If I keep interrogating her I’ll get answers, because Jen is easy. She’s about as good at keeping secrets as a tabloid journalist and she never keeps things from me, at least not for long and I can sense the cracks forming, perfect for sticking my prying fingers into. “Oh?” I say, “Well if it’s not about her then what is it?”
“Really? You can’t think of anything else?”
“No, seriously! Just tell me.”
“I think you should talk to him.”
“What? No, you tell me-”
“It's none of my business!”
“Jen!”
She hangs up.
I curse and stare down at my phone for several long moments, my heart is pumping in my chest. What the hell? I open up a message to Shane and type frantically.
I delete it. Asking him to meet me somewhere implies that I want to fight him, which I decidedly do not want, because he’d pummel the absolute shit out of me and walk away with half my front teeth lodged in his knuckles.
As though possessing some telepathic connection with me, Jen sends me a text.
I slump onto the sofa and stare vacantly at the TV screen and think about all of the things that I have ever done wrong in my life. The time I went to a theme park and shot repeated water cannons at that couple until their inflatable boat capsized. The time I broke my wrist while riding a wheelchair down the travelator in Tesco and got banned for life. The time I drew a giant dick with weed killer on the lawn of the catholic girls school near my house, and so many more things. Smashing flower pots, throwing stones, accidentally breaking vending machines, but I never did anything to intentionally hurt my friends, not really, not maliciously. Everything I’ve ever done has been in the pursuit of entertainment, something funny, something memorable, something to beat back the boredom like encroaching nettles that will sting and blister my ankles.

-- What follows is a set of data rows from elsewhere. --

PR #3360, opened 2026-04-30
refactor(DT-3906): Update components/event components to Svelte 5 syntax

tegan-temporal:
## Description & motivation 💭 

Update components/event components to Svelte 5 syntax

### DIFF
--- a/src/lib/components/auto-refresh-workflow.svelte
+++ b/src/lib/components/auto-refresh-workflow.svelte
@@ -4,9 +4,9 @@
   import { translate } from '$lib/i18n/translate';
   import { autoRefreshWorkflow } from '$lib/stores/event-view';
 
-  export let onChange: () => void;
+  let { onChange }: { onChange: () => void } = $props();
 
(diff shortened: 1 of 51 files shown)


src/lib/components/event/event-link.svelte
```diff
@@ -4,26 +4,41 @@
...
+    label = translate('nexus.link'),
+    href,
+    class: className = '',
+    linkClass = '',
+  }: Props = $props();
+
+  const resolvedHref = $derived(href ?? getEventLinkHref(link));
+  const resolvedValue = $derived(
+    value ??
+      (resolvedHref.split('workflows/')?.[1] || resolvedHref) ??
```
GraceGardner: Did you already look into this? I can see why you would have removed the null/undefined stuff. Not sure why we would be using this component in a case where this is undefined? But might want to just make sure that removing that is safe? Which you may have already done?

GraceGardner (commented):
Some weird flags that popped up about undefined and such that might be worth a look before merging? Happy to approve when you're ready though

PR #417, opened 2019-10-24
Add blanket tolerations to node daemonsets

### LINKED ISSUE #416: System critical daemon-set should include blanket toleration
```
tolerations:
      - effect: NoExecute
        operator: Exists
      - effect: NoSchedule
        operator: Exists
```

This makes sure the pod will never be evicted by a taint
/assign

davidz627:
/kind feature

/assign @msau42 @verult 

Fixes #416 

```release-note
Add a blanket toleration to the Node Daemonset of the driver deployment so that it can be deployed on all nodes
```

### DIFF
--- a/deploy/kubernetes/base/node.yaml
+++ b/deploy/kubernetes/base/node.yaml
@@ -52,7 +52,8 @@ spec:
               mountPath: /csi
             - name: device-dir
               mountPath: /dev
-            # The following mounts are required to trigger host udevadm from container
+            # The following mounts are required to trigger host udevadm from
+            # container
             - name: udev-rules-etc
               mountPath: /etc/udev
             - name: udev-rules-lib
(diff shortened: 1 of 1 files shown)


deploy/kubernetes/base/node.yaml
```diff
@@ -95,3 +97,12 @@ spec:
...
             path: /sys
             type: Directory
+      tolerations:
+      # Blanket tolerations to make sure the node component is scheduled on all
+      # nodes.
+      - effect: NoSchedule
+        operator: Exists
+      - effect: NoExecute
+        operator: Exists
+      - key: CriticalAddonsOnly
```
msau42: double check we can actually set things like this without being in the kube-system namespace.

Also, is system priorityclass useful?

misterikkit: I wonder why we don't just to a blanket toleration like,
```
- operator: Exists
```

which matches all keys and effects?

davidz627: @misterikkit do you mean if we don't specify a `Key` the behavior will be to match *all* keys not *none* keys? (I haven't looked at docs but that feels backwards to me).

IIUC priority class will cause the driver to be ranked higher in scheduling order and reduce possibility of pre-emption (only by higher priority pods)

davidz627: found the doc for toleration. Updated

PR #427, opened 2019-11-06
Set CPU and MEM requests for Node component at fairly conservative levels.

davidz627:
They are set based on utilization of concurrently mounting 100 volumes on the node at once of 5Gi size. Larger disk sizes cause larger spikes in usage but for very short periods of time.

/kind feature

```release-note
Set Node Daemonset CPU and MEM requests to 45m and 55MiB respectively
```

### DIFF
--- a/deploy/kubernetes/base/node.yaml
+++ b/deploy/kubernetes/base/node.yaml
@@ -30,6 +30,10 @@ spec:
               valueFrom:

Yet it’s not really a voice of reason I can hear in my head now, it’s my fathers, a disembodied head floating by my ear.
“Why do you act like this?” He scolds, “you’re not a child anymore, we shouldn’t have to deal with this kind of behaviour. Can’t you just sit still? Can’t you just be calm? See this is it, this is how you are, you don’t think before you act. You know, other parents don’t have kids like this. Other parents have kids that do as they’re told, who don’t cause trouble, who don’t get phone calls from the school reporting of yet another problem, another detention, and you’re-”
I jump as my phone springs to life on the cushion beside me, buzzing obnoxiously and hopping toward the edge of the seat. I’m certain it’s Jen again, so I snatch it up in a fury.
“Look, Jen, you were right, it’s not a good time to talk. I actually think I just want to be on my own and…” I trail off when I realise it is not her on the line. It’s someone else, maybe someones. All that I can hear is giggling.